Uai, mas essa seria uma fala característica do
Seu Madruga, ou do Seu Barriga, ou, até, do Kiko.
Só faltou falar: “Gentalha! Gentalha! Gentalha!”. Mas não era o sempiterno
programa humorístico infantil mexicano: era o presidente venezuelano
descarregando sua indignação contra o relatório dos EUA, que o considerou
um elemento desestabilizador na América do Sul: uma ameaça à democracia da
região... No ar, ao vivo e em cores ele chamou Bush para a briga!
Chamar para a
briga... Na Idade Média a “coisa” funcionava assim: quando dois reis
disputavam uma cidade ou propriedade, era promovida uma “justa” entre os
seus campeões. Quem vencesse selava o destino “divino” do objeto da
querela, e não se falava mais nisso, ao menos até o desafio seguinte.
Olha, até que a
idéia não é ruim; o Brasil se daria muito bem, se considerarmos a enorme
quantidade de lutadores de jiu-jitsu tupiniquins espalhados pelo planeta.
É isso aí: os destinos da humanidade seriam decididos em torneios de
“vale-tudo”! Mas, e se o campeão de uma das partes resolver usar o golpe
do “homem-bomba”? Não vai haver vencedor!
Caminho do diálogo
Por isso é que o
caminho do diálogo, da diplomacia e do consenso deve ser a primeira e, se
possível, a única opção; senão, teremos que chegar à triste conclusão de
que milênios de evolução intelectual não foram suficientes para nos livrar
da primitiva “lei do mais forte”.
Obviamente, Bush não
tomará conhecimento do desafio de seu desafeto. Deixará que outros setores
da “inteligência” dos EUA cuidem disso. No limite, talvez mande alguém
brigar em seu lugar, por terra, céu e mar... Ainda existe a possibilidade
do dirigente da maior economia mundial, da mais poderosa nação bélica do
mundo, com todos os seus artefatos nucleares (cuja única e “divina”

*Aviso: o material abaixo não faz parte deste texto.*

PR #481, opened 2022-01-14
add implementation of size and asarray

v923z:


v923z:
@wired8 Phil, here is the implementation of `asarray`, and `size`. Could you,please, check it out? My tests have passed, but that might not mean too much. If these are OK, then I would merge it as soon as possible, so that you can update your snippets. Thanks!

intenção é manter a paz no mundo), em sua resposta a
Chávez, cante com desdém pueril: “Eu tenho, você não tem!”.
De um lado e de
outro: é desse tipo de dirigentes que o mundo precisa? São eles que vão
assegurar a paz na terra no terceiro milênio?
A situação poderia
ser diferente se o interesse econômico fosse substituído por uma visão
humanística; mas, as posições dos EUA parecem bem claras (aliás, como a de
todas as potências que os antecederam): os acordos que eles assinam são
para os outros cumprirem; a paz que perseguem é a de
Wall Street; diplomacia praticada é a
do “é assim que eu quero!”; e senão for por bem, vai por mal...
Há que se romper com
esse paradigma de poder: intervencionista e violento, que tem sido
responsável por fome, medo e morte; mas, infelizmente, muitos governos se
rendem a ele, e muitos governantes se vendem a ele. Há os que se opõe, é
verdade; mas não é com fanatismo, bravatas e martírios, individuais ou
coletivos, que a ordem mundial será aprimorada. Falta-lhes pragmatismo. O
máximo que esses líderes carismáticos conseguem é colocar seus povos em
situação de risco (ora como aríetes, ora como escudos) pelo uso ilimitado
do populismo e da doutrinação, dois poderosos inibidores da racionalidade.
Discurso libertário
É difícil,
reconheço, romper com esse tipo de dominação, ou lutar contra um inimigo
que não se vê, ou do qual nem se desconfia. O discurso libertário inflama;
mas, normalmente, esconde o fascínio pelo poder, onde o bem do povo ocupa
o último lugar, a não ser nos discursos nacionalistas e religiosos. E há
tantos fatos e fatores obscuros no concerto das nações e na mente das
lideranças, que primeiras intenções sempre podem esconder segundas,
terceiras, quartas...
É verdade que o
Governo Bush, especialmente, tem se comportado, desde o primeiro mandato,
como uma “porta”! Mas, a postura do presidente venezuelano não parece ser
a melhor forma de abrí-la nem, tampouco, de
arrombá-la... Chávez ao menos foi prudente:
escolheu Bush para a sua “justa” político-pessoal. Imaginem se o desafio
fosse para o atual governador da Califórnia, Arnold
Schwarzeneeger?
Houve erro de ambas
as partes, e Chávez tem sua razão; mas, creio
que é de outro tipo de coragem que precisamos para abrir as portas de um
novo mundo!
*Escritor, engenheiro e professor universitário, autor do livro "Sobre
almas e pilhas"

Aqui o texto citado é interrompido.